# [Task to carry out]
Go through the records and copy each line where the string "nicer" occurs.

Stored data:
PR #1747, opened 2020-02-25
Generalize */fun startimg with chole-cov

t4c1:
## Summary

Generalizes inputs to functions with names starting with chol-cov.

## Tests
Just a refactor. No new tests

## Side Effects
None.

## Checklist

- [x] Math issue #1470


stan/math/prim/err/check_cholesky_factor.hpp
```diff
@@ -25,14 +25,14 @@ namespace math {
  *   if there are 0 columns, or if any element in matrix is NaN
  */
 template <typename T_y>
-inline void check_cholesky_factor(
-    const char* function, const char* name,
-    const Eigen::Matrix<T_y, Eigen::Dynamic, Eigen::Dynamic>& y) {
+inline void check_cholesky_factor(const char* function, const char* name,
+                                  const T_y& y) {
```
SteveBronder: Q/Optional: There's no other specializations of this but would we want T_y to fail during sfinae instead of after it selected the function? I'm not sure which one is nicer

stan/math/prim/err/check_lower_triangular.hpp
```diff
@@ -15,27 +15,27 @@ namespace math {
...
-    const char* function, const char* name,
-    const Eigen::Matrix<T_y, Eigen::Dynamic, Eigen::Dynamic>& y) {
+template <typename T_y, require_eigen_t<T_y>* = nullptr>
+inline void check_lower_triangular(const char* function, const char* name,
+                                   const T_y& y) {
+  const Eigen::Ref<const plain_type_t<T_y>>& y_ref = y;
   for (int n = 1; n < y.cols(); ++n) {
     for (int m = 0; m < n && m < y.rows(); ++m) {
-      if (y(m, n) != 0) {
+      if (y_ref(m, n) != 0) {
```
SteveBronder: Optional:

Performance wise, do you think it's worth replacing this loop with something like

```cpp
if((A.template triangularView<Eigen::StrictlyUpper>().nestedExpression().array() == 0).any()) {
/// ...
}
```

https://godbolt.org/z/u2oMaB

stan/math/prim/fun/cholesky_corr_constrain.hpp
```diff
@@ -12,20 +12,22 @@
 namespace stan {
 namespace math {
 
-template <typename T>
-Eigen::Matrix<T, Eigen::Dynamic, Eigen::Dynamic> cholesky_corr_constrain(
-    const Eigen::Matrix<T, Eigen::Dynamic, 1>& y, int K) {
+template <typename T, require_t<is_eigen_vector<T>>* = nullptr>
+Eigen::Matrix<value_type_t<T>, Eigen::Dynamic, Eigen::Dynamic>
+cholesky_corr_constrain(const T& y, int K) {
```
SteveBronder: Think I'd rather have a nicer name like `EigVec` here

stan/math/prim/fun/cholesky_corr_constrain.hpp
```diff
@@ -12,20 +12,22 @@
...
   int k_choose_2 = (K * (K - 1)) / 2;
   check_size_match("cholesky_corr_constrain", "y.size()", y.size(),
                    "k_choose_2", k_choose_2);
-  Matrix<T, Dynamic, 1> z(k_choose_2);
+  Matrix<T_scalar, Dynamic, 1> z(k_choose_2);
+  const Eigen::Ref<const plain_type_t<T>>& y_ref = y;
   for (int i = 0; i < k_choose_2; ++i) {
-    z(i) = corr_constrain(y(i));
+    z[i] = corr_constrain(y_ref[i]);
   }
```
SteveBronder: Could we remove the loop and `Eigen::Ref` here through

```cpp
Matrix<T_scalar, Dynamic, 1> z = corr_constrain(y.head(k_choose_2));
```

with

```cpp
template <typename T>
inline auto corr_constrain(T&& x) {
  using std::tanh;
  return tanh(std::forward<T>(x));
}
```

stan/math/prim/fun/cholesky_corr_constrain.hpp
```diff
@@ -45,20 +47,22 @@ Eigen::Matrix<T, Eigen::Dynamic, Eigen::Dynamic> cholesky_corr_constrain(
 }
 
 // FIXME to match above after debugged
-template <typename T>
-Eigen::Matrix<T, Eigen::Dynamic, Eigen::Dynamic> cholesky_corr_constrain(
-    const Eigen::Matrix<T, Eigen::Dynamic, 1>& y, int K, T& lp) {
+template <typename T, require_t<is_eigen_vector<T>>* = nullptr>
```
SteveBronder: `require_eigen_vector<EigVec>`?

# [Exercise result]
SteveBronder: Q/Optional: There's no other specializations of this but would we want T_y to fail during sfinae instead of after it selected the function? I'm not sure which one is nicer
SteveBronder: Think I'd rather have a nicer name like `EigVec` here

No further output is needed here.